I never chose to go on holiday unless someone else suggested it. I never pushed for a job. I never really asked for much of anything for myself.

Which, when I think about it, makes aspiringdm.com quietly significant. This blog is me wanting and pursuing, something for myself. Possibly one of the first times I’ve done that deliberately.

What the Diagnosis Felt Like

It certainly wasn’t a big lightning bolt moment. There was no dramatic before and after.

I went to my GP and arranged a referral under the Right to Choose programme. Several months later, 4 in fact, which is considerably quick, I had a consultation and was subsequently diagnosed with inattentive ADHD. I actually only got half way through my list of ‘any additional symptoms’ before the consultant stopped me. Okay, okay, that’s more than enough she said….

My first thought was ‘Ah, shit, so that’s what’s going on….’ Finally having something to attribute it to. Decades of experiences that had felt like personal failings, the shutdowns, the scattered and frenetic energy, the sleep, the eating, allowing life to just happen instead of driving it, suddenly had a different explanation.

Reality followed immediately, a diagnosis isn’t a resolution. It’s a starting point. And I could feel, almost immediately, that there was going to be a lot of work to do. I chose to try medication, just to see if anything would happen, and it did. It’s only now, almost a year after the diagnosis and months of titration, that I feel more consistently balanced and able to start rebuilding. I’ll write about that separately.

That work is ongoing. I’m not going to pretend otherwise. This is only just scratching the surface, I will write more in depth about it elsewhere at some point, for the sake of catharsis.

So, what have I been doing in the meantime? 

The blog went quiet but the journey didn’t stop. There will be posts about each to follow but the highlights are:

I’ve been volunteering as a Delivery Manager for ADHD Pathfinding UK, a volunteer initiative redesigning ADHD care navigation. Practical hands on experience and learning for which I am extremely grateful. This also gave me some great connections and opportunities. Which led to some brilliant DM coaching sessions and conversations.

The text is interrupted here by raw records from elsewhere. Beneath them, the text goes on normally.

PR #4067, opened 2024-09-06
Update IP version choosing logic in media transport creation for generating SDP offer.

nanangizz:
This will update the behavior of account config's [`ipv6_media_use`](https://docs.pjsip.org/en/latest/api/generated/pjsip/group/group__PJSUA__LIB__ACC.html#_CPPv4N16pjsua_acc_config14ipv6_media_useE):
- `PJSUA_IPV6_DISABLED`, media will always use IPv4 regardless (may use loopback/local-link IP address).
- `PJSUA_IPV6_ENABLED_USE_IPV6_ONLY`, media will always use IPv6 regardless (may use loopback/local-link IP address).
- `PJSUA_IPV6_ENABLED_PREFER_IPV4`, media will use IPv4 if usable, otherwise it may fallback to IPv6 (if it is usable). If none is usable, it will prioritize IPv4 (if available).
- `PJSUA_IPV6_ENABLED_PREFER_IPV6,` media will use IPv6 if usable, otherwise it may fallback to IPv4 (if it is usable). If none is usable, it will prioritize IPv6 (if available).
- `PJSUA_IPV6_ENABLED` or `PJSUA_IPV6_ENABLED_NO_PREFERENCE`, media will find any usable IP version, and prioritizing IPv4 (e.g: if both are usable/available).

By useable, it means that the host has an IP address that is not loopback, local-link, nor disabled/invalid.
By available, it means that the host has an IP address for the specified IP version, including loopback or local-link address.

### DIFF
--- a/pjlib/include/pj/addr_resolv.h
+++ b/pjlib/include/pj/addr_resolv.h
@@ -180,6 +180,51 @@ PJ_DECL(pj_status_t) pj_getaddrinfo(int af, const pj_str_t *name,
                                     unsigned *count, pj_addrinfo ai[]);
 
 
+/**
+ * Enumeration of IP address type.
+ */
+typedef enum pj_addr_type
+{
+    /**
+     * Disabled: 0.0.0.0/8 or ::/128
+     */
+    PJ_ADDR_TYPE_DISABLED       = 1,
+
+    /**
+     * Loopback: 127.0.0.0/8 or ::1/128
+     */
+    PJ_ADDR_TYPE_LOOPBACK       = 2,
+
+    /**
+     * Link-local: 169.254.0.0/16 or fe80::/64
+     */
+    PJ_ADDR_TYPE_LINK_LOCAL     = 4,
+
+    /**
+     * Private: 10.0.0.0/8, 172.16.0.0/12, 192.168.0.0/16 or fc00::/7
+     */
+    PJ_ADDR_TYPE_PRIVATE        = 8,
+
+    /**
+     * Multicast: 224.0.0.0/3 or ff00::/8
+     */
+    PJ_ADDR_TYPE_MULTICAST      = 16,
+
+} pj_addr_type;
+
+
+
+/**
+ * Check IP address type.
+ *
+ * @param addr      The IP address to check, must be IPv4 or IPv6 address.
+ * @param type      Bit mask of address type pj_addr_type.
+ *
+ * @return          PJ_TRUE if the type of specified address \addr match to
+ *                  the specified types \a type.
+ */
+PJ_DECL(pj_bool_t) pj_check_addr_type(const pj_sockaddr *addr, unsigned type);
+
 
 /** @} */
 
--- a/pjlib/src/pj/sock_common.c
+++ b/pjlib/src/pj/sock_common.c
@@ -730,6 +730,7 @@ PJ_DEF(pj_status_t) pj_sockaddr_parse( int af, unsigned options,
     return status;
 }
 
+
 /* Resolve the IP address of local machine */
 PJ_DEF(pj_status_t) pj_gethostip(int af, pj_sockaddr *addr)
 {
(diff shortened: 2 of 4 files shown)


sauwming (approved):
This is great improvement!

trengginas (approved):

andreas-wehrmann:
> * `PJSUA_IPV6_ENABLED_PREFER_IPV4`, media will use IPv4 if usable, otherwise it may fallback to IPv6 (if it is usable). If none is usable, it will prioritize IPv4 (if available).
> 
> * `PJSUA_IPV6_ENABLED_PREFER_IPV6,` media will use IPv6 if usable, otherwise it may fallback to IPv4 (if it is usable). If none is usable, it will **prioritize IPv4** (if available)

Is this true?
My expectation would be that for `PJSUA_IPV6_ENABLED_PREFER_IPV6` it will prioritize IPv6 if none is available.

nanangizz:
> > * `PJSUA_IPV6_ENABLED_PREFER_IPV4`, media will use IPv4 if usable, otherwise it may fallback to IPv6 (if it is usable). If none is usable, it will prioritize IPv4 (if available).
> > * `PJSUA_IPV6_ENABLED_PREFER_IPV6,` media will use IPv6 if usable, otherwise it may fallback to IPv4 (if it is usable). If none is usable, it will **prioritize IPv4** (if available)
> 
> Is this true? My expectation would be that for `PJSUA_IPV6_ENABLED_PREFER_IPV6` it will prioritize IPv6 if none is available.

IMO the "preference" is originally for good scenario (i.e: both usable). But when there is a problem such as "both are not usable" (we expect media won't work), I assume that IPv4 may have a little bit better chance to work than IPv6 (e.g: because we used to deal with IPv4 more than IPv6)? I am open to this, let's hear what others may say.

Btw, as described in the definitions, "none is available" is different to "none is usable". But yes, even when both is not available, it will prioritize IPv4 for the same reason above.

sauwming:
Since the user has explicitly specified its IPv6 preference, IMO following the user would be more reasonable.

andreas-wehrmann:
> Since the user has explicitly specified its IPv6 preference, IMO following the user would be more reasonable.

Right, that was my expectation when I read `PREFER_IPV6`.
But a fallback to IPv4 might still make sense, when an IPv4 is _usable_ but IPv6 is only _available_.
The reverse is true for IPv4 to IPv6 fallback.

I'd like to hear what others think about this.

nanangizz:
> > Since the user has explicitly specified its IPv6 preference, IMO following the user would be more reasonable.
> 
> Right, that was my expectation when I read `PREFER_IPV6`. But a fallback to IPv4 might still make sense, when an IPv4 is _usable_ but IPv6 is only _available_. The reverse is true for IPv4 to IPv6 fallback.
> 
> I'd like to hear what others think about this.

I've updated the behavior based on your comments in https://github.com/pjsip/pjproject/pull/4067/commits/76496f0f28e7b073828da7ccd5fe1f714714d4fc. Thanks for the feedback :)

sauwming (approved):

wosrediinanatour:
Maybe it may sense to split the enum/flags up in two or three. Could be more expressive.

nanangizz:
> Maybe it may sense to split the enum/flags up in two or three. Could be more expressive.

For example?

wosrediinanatour:
> For example?

```c
enum {
PJSUA_IPV4 = 1,
PJSUA_IPV6 = 1 << 1
};
enum {
PJSUA_NO_PREFERENCE = 0,
PJSUA_PREFER_IPV4 = 1,
PJSUA_PREFER_ IPV6 = 2
};
```

For me, having 2 enums make it more expressive and it easier to reason about the cases.

andreas-wehrmann:
Having two enums adds a further conditional and in fact makes it somewhat unclear (at least to me); I prefer just one enum and am fine with the suggestion made by @nanangizz [above](https://github.com/pjsip/pjproject/pull/4067#issue-2510158032).

What if neither PJSUA_IPV4 or PJSUA_IPV6 are set?
Having IPV4 to be the default seems to make sense because it has been the last couple of decades.

The suggested enum also reminded me of what you can set as socket option on dual-use sockets (IPV6_V6ONLY);
which made it look and feel familiar (at least to me).

Furthermore, how would you make it configurable in the app? Would you have two separate parameters? This seems unergonomic and not very user friendly (also remember, we're talking about the PJSUA layer here, which is pretty high level); and if you were to merge them together so that there's only one parameter? You'd probably end up with the suggestion above anyway.

nanangizz:
Looks like what you want is to separate settings of IP versions & fallback methods. Actually that is out of this PR scope.

Note that changing the enum names (and as mentioned by @andreas-wehrmann, perhaps also changing the setting into two separate params) may cause a backward compatibility issue, thing we try to avoid. Also note that the enum is shared by media & SIP signaling.

wosrediinanatour:
I am convinced :-)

I attended DeliverCon, the biannual unconference for delivery managers in and around the public sector. It certainly gave me a lot to think about as well as motivation, inspiration and positively reinforcing some observations and assumptions. There will be dedicated posts coming about the experience and some of the discussions in detail over the coming weeks, including one on the careers that lead people into delivery management, and another on what actually makes a good DM. Both hit differently when you’re sitting in the room as a ‘practice’ one.

And I’m actively looking for my first paid DM role. That journey is going to be part of this blog going forward.

If any of this resonates with you, the late diagnosis, the circuitous route, the feeling of finally moving toward something you’ve chosen despite the setbacks, I’d genuinely like to hear from you.


It turns out I’m getting better at wanting things for myself. This is one of them.